An efficient design procedure to implement the fractional-order chaotic jerk systems with the programmable analog platform


Korkmaz N. , Saçu İ. E.

Chaos Theory and Applications, vol.3, no.2, pp.59-66, 2021 (Refereed Journals of Other Institutions)

  • Publication Type: Article / Article
  • Volume: 3 Issue: 2
  • Publication Date: 2021
  • Doi Number: 10.51537/chaos.971441
  • Title of Journal : Chaos Theory and Applications
  • Page Numbers: pp.59-66

Abstract

An effective design procedure has been introduced for implementing the fractional order integrator structures with a modified low pass filters (LPFs) and its functionality is verified by realizing a fractional-order chaotic system. In these applications, the state variables of the fractional-order Sprott’s Jerk system are emulated by these first order LPFs.
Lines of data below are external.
PR #661, opened 2021-03-18
Fix a bug with the price formatter.

tmeyer2115:
The price formatter was using parseInt for the string-ified price value. This
led to a loss of precision. Specifically, if a price was stored in the KG as
$10.99, our formatter would report it as $10.00. This is corrected by using
parseFloat.

TEST=auto

Updated the unit tests for the formatter to ensure the precision is not lost.


oshi97 (approved):
💸 💸 💸

PR #664, opened 2021-03-22
vertical-full-page-map: allow specification of clientId in config

oshi97:
clientId is a config option that can be specified for google maps
for authentication, as an alternative to the api key.
If both an api key and client id are passed to the google maps
script, the api key will take higher priority. Even if no apiKey
is explicitly provided in the page config, we automatically provide
a default, so this commit makes it so if a clientId is provided,
we no longer provide a default map api key.

J=SLAP-1114
TEST=manual,auto

test that I can specify a clientId. see that it will be used to load
in google maps (see "gme-yextinc" work and a bogus clientId not work)

see that I can still specify a custom api key
see that an apiKey is still provided by default it no clientId is specified

### DIFF
--- a/hbshelpers/chainedLookup.js
+++ b/hbshelpers/chainedLookup.js
@@ -9,7 +9,7 @@
 module.exports = function chainedLookup(context, ...lookupChain) {
   let lookupResult = context;
   for (const lookup of lookupChain.slice(0, -1)) {
-    if (!context || typeof context !== 'object') {
+    if (!lookupResult || typeof lookupResult !== 'object') {
       return '';
     }
     lookupResult = lookupResult[lookup];
--- a/hbshelpers/chainedLookup.js
+++ b/hbshelpers/chainedLookup.js
@@ -1,0 +1,18 @@
+/**
+ * A Handlebars helper that performs multiple lookups in a row.
+ *
+ * @param {Object} context The context to perform lookup on
+ * @param {...string} lookupChain The lookups to perform.
+ * @param {import('handlebars').HelperOptions} options
+ * @returns {any} The result of the lookup
+ */
+module.exports = function chainedLookup(context, ...lookupChain) {
+  let lookupResult = context;
+  for (const lookup of lookupChain.slice(0, -1)) {
+    if (!context || typeof context !== 'object') {
+      return '';
+    }
+    lookupResult = lookupResult[lookup];
+  }
+  return lookupResult;
+}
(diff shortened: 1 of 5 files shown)


hbshelpers/chainedLookup.js
```diff
@@ -0,0 +1,18 @@
...
+ *
+ * @param {Object} context The context to perform lookup on
+ * @param {...string} lookupChain The lookups to perform.
+ * @param {import('handlebars').HelperOptions} options
+ * @returns {any} The result of the lookup
+ */
+module.exports = function chainedLookup(context, ...lookupChain) {
+  let lookupResult = context;
+  for (const lookup of lookupChain.slice(0, -1)) {
+    if (!context || typeof context !== 'object') {
```
creotutar, line 12: is this meant to be `!lookupResult`?

oshi97: ah yes good catch thank you 🙏

oshi97: also my unit tests didn't get checked in by accident, added those in!

hbshelpers/chainedLookup.js
```diff
@@ -0,0 +1,18 @@
...
+ * @param {Object} context The context to perform lookup on
+ * @param {...string} lookupChain The lookups to perform.
+ * @param {import('handlebars').HelperOptions} options
+ * @returns {any} The result of the lookup
+ */
+module.exports = function chainedLookup(context, ...lookupChain) {
+  let lookupResult = context;
+  for (const lookup of lookupChain.slice(0, -1)) {
+    if (!lookupResult || typeof lookupResult !== 'object') {
+      return '';
```
creotutar, line 13: re: Returning empty string as the fail case -- I could see there being a time we want to know that it exists and it's just empty vs. the object is malformed. Do we want to return undefined here instead?

tests/hbshelpers/chainedLookup.js
```diff
@@ -0,0 +1,33 @@
+import chainedLookup from '../../hbshelpers/chainedLookup';
+
+it('performs a chained lookup', () => {
+  const context = {
+    a: {
+      b: {
+        c: 123
+      }
+    }
+  }
```
creotutar, line 10: nit: semicolon here please

hbshelpers/chainedLookup.js
oshi97: yeah makes sense!

creotutar (approved):
🆔 🆔 🆔 LGTM

Can we make sure the commit message says vertical full page map instead of locator?

PR #668, opened 2021-03-23
Allow custom cards to be used with the `vertical` command.

tmeyer2115:
The `vertical` command had a bug that caused it to only allow built-in cards
to be specified as the `cardName` flag. This was overly restrictive. Users of
the command should be able to configure their vertical to use one of their
custom cards as well.

J=SLAP-1188
TEST=manual

Made a test site with custom cards. Verified that the card names appeared in
the `describe` output for `vertical`. Also verified that I could pass one
of the custom card names to the `cardName` flag and that the vertical would
be configured to use it properly.

### DIFF
--- a/commands/addvertical.js
+++ b/commands/addvertical.js
@@ -93,7 +93,7 @@ class VerticalAdder {
     const customCardsDir = 'cards';
     if (fs.existsSync(customCardsDir)) {
       fs.readdirSync(customCardsDir, { withFileTypes: true })
-        .filter(dirent => !dirent.isFile())
+        .filter(dirent => !dirent.isFile() && !cards.includes(dirent.name))
         .forEach(dirent => cards.push(dirent.name));
     }
 
--- a/commands/addvertical.js
+++ b/commands/addvertical.js
@@ -84,10 +84,20 @@ class VerticalAdder {
     if (!defaultTheme || !themesDir) {
       return [];
     }
-    const cardsDir = path.join(themesDir, defaultTheme, 'cards');
-    return fs.readdirSync(cardsDir, { withFileTypes: true })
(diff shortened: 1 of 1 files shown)


commands/addvertical.js
```diff
@@ -84,10 +84,20 @@ class VerticalAdder {
...
-    const cardsDir = path.join(themesDir, defaultTheme, 'cards');
-    return fs.readdirSync(cardsDir, { withFileTypes: true })
+    const themeCardsDir = path.join(themesDir, defaultTheme, 'cards');
+
+    const cards = fs.readdirSync(themeCardsDir, { withFileTypes: true })
       .filter(dirent => !dirent.isFile())
       .map(dirent => dirent.name);
+
+    const customCardsDir = 'cards';
+    if (fs.existsSync(customCardsDir)) {
```
oshi97, line 94: will this have duplicate cards if somebody overrides a theme one? like if somebody overrides faq-accordion will there be two faq-accordions in the array?

tmeyer2115: I believe we prevent people from naming their custom card the same as a built-in one. I just tried that and the `card` command threw an error saying the name was taken.

oshi97: ah I see. I think people can still shadow the card though? (I'm just remembering mercy overriding link-standard and faq-accordion but only the component.js parts)

oshi97: Still might be worth just having this return a set instead? Just on the off chance of something weird

tmeyer2115: Yeah, I suppose people could do that. Although, they really should just make a new card in that case. But, I can update to handle!

oshi97 (approved):

PR #669, opened 2021-03-23
Use transformFacets to apply the Facets fields config

cea2aj:
Add a transformFacets function which applies the config specified in
a Facet config

J=SLAP-1160
TEST=manual, auto

Build the test site and see fields option be applied on the page. Run
unit tests.


static/js/transform-facets.js
```diff
@@ -0,0 +1,43 @@
+/**
+ * A Facets component transformFacets function which applies the configuration
```
tmeyer2115, line 2: It might be beneficial to use the verbiage "transform" here. This function transforms the Facets.fields component configuration provided by the Hitchhikers into a `transformFacets` function that can be understood by the SDK.

static/js/transform-facets.js
```diff
@@ -0,0 +1,43 @@
...
+ * @param {FilterOptionsConfig} config from answers-search-ui
+ * @returns {DisplayableFacet[]} from answers-core
+ */
+export default function transformFacets (facets, config) {
+  if(!config || !('fields' in config)) {
+    return facets;
+  }
+
+  return facets.map(facet => {
+    const isFacetFieldConfigSpecified = facet.fieldId in config.fields;
```
tmeyer2115, line 15: What would you think of naming this `isConfigurationForFacet` or something like that? I think a name like that is a bit clearer: we want to know if the HHs have added special config for a particular facet.

static/js/transform-facets.js
```diff
@@ -0,0 +1,43 @@
...
+    if (!isFacetFieldConfigSpecified) {
+      return facet;
+    }
+    const fieldConfig = config.fields[facet.fieldId];
```
tmeyer2115, line 19: Would it be more accurate to call this `facetConfig`? That name may make more sense in the context of this method. We are looking for custom facet configuration specified by the HHs and melding that with the `DisplayableFacet`s.

static/js/transform-facets.js
```diff
@@ -0,0 +1,43 @@
+/**
+ * A Facets component transformFacets function which applies the configuration
+ * specified by the Facets 'fields' option
+ * 
+ * @param {DisplayableFacet[]} facets from answers-core
+ * @param {FilterOptionsConfig} config from answers-search-ui
+ * @returns {DisplayableFacet[]} from answers-core
```
tmeyer2115, line 7: Is the return type a union of `DisplayableFacet` and `FilterOptionsConfig`?

static/js/transform-facets.js
cea2aj: that works

static/js/transform-facets.js
cea2aj: I was thinking fieldConfig because it's keyed by `fieldId`, but I think `facetConfig` does make more sense

static/js/transform-facets.js
cea2aj: ah, ya, thanks for catching that

static/js/transform-facets.js
```diff
@@ -0,0 +1,43 @@
...
+
+  return facets.map(facet => {
+    const isConfigurationForFacet = facet.fieldId in config.fields;
+    if (!isConfigurationForFacet) {
+      return facet;
+    }
+    const facetConfig = config.fields[facet.fieldId];
+
+    const options = facet.options.map(option => {
+      if (!('fieldLabels' in facetConfig)) {
```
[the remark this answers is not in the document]
cea2aj: Good point! We don't need to loop through options if the check fails

tmeyer2115 (approved):

tmeyer2115 (approved):

PR #670, opened 2021-03-23
ThemeMapConfig: rename mapPadding to just padding

oshi97:
J=SLAP-1114
TEST=manual

see that I can set padding.bottom to 500 and the map center will be shifted
up a lot


creotutar (approved):
🗺️ 🗺️ 🗺️ LGTM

Since the discrete device based designs have the hard adjustment features and the circuit complexities; the realizations of these LPFs are carried out with the Field Programmable Analog Arrays (FPAAs), sensitively. Hence, the introduced LPF based method has been applied to the fractional order Sprott’s Jerk systems and these fractional-order systems, which are built by the several nonlinear functions, have been implemented with a programmable analog device. In this context, the minimum fractional-orders of the Sprott’s Jerk systems are calculated by considering the stability of the fractional-order nonlinear systems. After that, these systems are simulated by employing the Grünwald-Letnikov (G-L) fractional derivative method by using a common fractional-order. Thus, the stability analyses of the fractional-order Sprott’s Jerk system are supported by the numerical simulation results. After the numerical simulation stage, the design procedures of the FPAA based implementations of the Sprott’s Jerk systems have been dealt with in detail. Finally, thanks to the introduced first-order LPF method, the hardware realizations of the Sprott’s Jerk systems have been achieved successfully with a single FPAA device.